[[ STUDY MATERIAL open ]]

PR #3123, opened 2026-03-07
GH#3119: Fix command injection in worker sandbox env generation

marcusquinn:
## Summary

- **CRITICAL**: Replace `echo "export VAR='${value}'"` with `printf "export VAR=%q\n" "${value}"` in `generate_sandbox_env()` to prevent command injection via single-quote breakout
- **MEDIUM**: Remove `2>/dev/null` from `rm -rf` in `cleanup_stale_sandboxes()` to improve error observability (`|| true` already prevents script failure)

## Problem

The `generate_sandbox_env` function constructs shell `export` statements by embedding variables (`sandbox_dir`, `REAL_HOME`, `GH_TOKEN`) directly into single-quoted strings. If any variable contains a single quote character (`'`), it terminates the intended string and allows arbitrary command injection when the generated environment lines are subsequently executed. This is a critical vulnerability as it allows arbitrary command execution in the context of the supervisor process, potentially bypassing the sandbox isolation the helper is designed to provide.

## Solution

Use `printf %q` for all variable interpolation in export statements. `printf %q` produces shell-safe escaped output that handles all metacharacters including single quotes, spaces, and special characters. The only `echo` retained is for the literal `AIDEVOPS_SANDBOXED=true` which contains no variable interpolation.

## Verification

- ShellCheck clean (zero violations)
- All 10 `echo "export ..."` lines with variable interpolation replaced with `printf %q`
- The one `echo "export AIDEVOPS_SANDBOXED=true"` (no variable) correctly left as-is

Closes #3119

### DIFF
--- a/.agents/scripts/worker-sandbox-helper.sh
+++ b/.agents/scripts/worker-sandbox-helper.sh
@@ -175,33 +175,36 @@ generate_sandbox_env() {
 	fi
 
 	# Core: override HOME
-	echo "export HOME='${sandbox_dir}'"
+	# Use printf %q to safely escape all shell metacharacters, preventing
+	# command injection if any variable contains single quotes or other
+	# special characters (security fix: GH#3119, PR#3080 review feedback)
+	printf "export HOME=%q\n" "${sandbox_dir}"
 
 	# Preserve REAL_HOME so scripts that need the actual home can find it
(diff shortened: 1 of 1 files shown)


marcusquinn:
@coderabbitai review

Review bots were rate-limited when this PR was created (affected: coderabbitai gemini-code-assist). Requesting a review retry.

[[ STUDY MATERIAL closed ]]
[[ STUDY MATERIAL open ]]

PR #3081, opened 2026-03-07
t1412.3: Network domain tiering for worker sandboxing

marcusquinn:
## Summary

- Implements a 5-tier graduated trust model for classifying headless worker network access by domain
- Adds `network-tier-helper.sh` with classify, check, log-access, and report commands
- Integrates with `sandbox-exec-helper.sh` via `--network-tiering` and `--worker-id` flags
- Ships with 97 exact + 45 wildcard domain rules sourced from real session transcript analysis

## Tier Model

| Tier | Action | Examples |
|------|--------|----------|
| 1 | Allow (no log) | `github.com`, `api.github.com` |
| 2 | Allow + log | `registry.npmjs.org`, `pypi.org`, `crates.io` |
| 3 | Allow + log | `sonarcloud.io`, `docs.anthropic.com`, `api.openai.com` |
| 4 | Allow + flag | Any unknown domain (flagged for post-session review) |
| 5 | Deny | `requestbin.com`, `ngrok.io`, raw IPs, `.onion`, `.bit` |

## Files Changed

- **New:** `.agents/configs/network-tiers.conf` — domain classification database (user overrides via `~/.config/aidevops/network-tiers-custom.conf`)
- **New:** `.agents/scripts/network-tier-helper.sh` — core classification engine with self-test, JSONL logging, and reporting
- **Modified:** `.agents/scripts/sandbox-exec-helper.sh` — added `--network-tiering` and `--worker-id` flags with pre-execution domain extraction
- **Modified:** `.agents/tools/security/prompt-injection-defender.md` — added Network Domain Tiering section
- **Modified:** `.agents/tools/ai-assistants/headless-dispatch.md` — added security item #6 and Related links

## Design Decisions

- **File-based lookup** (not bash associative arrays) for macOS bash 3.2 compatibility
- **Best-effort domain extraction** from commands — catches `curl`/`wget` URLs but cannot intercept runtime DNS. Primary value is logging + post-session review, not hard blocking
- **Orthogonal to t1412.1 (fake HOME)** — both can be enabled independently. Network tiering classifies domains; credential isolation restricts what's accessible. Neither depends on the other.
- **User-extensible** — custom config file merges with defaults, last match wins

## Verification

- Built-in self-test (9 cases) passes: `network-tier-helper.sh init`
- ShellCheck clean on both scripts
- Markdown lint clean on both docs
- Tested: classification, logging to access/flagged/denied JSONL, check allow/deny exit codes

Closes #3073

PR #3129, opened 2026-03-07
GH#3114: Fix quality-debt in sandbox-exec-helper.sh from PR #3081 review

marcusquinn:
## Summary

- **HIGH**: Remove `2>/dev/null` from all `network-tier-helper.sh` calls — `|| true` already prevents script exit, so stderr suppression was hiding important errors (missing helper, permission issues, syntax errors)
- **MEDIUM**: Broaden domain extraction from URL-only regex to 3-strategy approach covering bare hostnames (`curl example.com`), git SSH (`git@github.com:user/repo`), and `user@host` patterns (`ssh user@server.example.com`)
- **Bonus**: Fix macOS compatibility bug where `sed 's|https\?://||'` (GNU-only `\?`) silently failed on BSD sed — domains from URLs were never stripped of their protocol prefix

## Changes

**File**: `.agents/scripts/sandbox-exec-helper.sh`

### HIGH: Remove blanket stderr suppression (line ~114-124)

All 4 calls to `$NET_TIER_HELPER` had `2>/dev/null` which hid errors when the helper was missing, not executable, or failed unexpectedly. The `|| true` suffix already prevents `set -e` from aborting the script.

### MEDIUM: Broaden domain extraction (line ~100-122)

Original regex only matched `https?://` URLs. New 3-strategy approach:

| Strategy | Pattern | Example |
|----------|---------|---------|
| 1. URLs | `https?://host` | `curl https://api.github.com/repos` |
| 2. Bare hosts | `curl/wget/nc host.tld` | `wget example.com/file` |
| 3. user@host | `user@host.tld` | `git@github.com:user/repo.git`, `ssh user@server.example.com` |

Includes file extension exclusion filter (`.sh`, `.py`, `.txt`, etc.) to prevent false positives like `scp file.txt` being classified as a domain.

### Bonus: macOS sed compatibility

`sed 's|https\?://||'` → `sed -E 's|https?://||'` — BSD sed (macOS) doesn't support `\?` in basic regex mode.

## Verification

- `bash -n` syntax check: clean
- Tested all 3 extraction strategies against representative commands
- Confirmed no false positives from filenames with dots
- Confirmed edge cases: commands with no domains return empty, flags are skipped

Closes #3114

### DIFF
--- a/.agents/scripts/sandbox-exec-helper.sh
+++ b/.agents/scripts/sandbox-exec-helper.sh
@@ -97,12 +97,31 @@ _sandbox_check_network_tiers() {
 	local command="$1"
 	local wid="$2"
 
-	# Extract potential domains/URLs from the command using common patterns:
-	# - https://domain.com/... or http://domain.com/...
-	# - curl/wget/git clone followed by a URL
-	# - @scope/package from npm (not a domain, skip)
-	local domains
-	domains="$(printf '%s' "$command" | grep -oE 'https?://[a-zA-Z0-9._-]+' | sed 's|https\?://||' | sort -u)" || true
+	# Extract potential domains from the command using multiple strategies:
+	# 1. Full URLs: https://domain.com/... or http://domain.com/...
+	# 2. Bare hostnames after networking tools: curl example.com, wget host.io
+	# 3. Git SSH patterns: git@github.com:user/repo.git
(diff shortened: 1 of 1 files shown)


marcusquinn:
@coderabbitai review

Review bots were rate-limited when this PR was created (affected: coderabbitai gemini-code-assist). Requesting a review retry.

[[ STUDY MATERIAL closed ]]

• TASK REQUIREMENTS: In the material above, how many lines include the string "which"? Please reply with the number only.

• WRITTEN SOLUTION: 2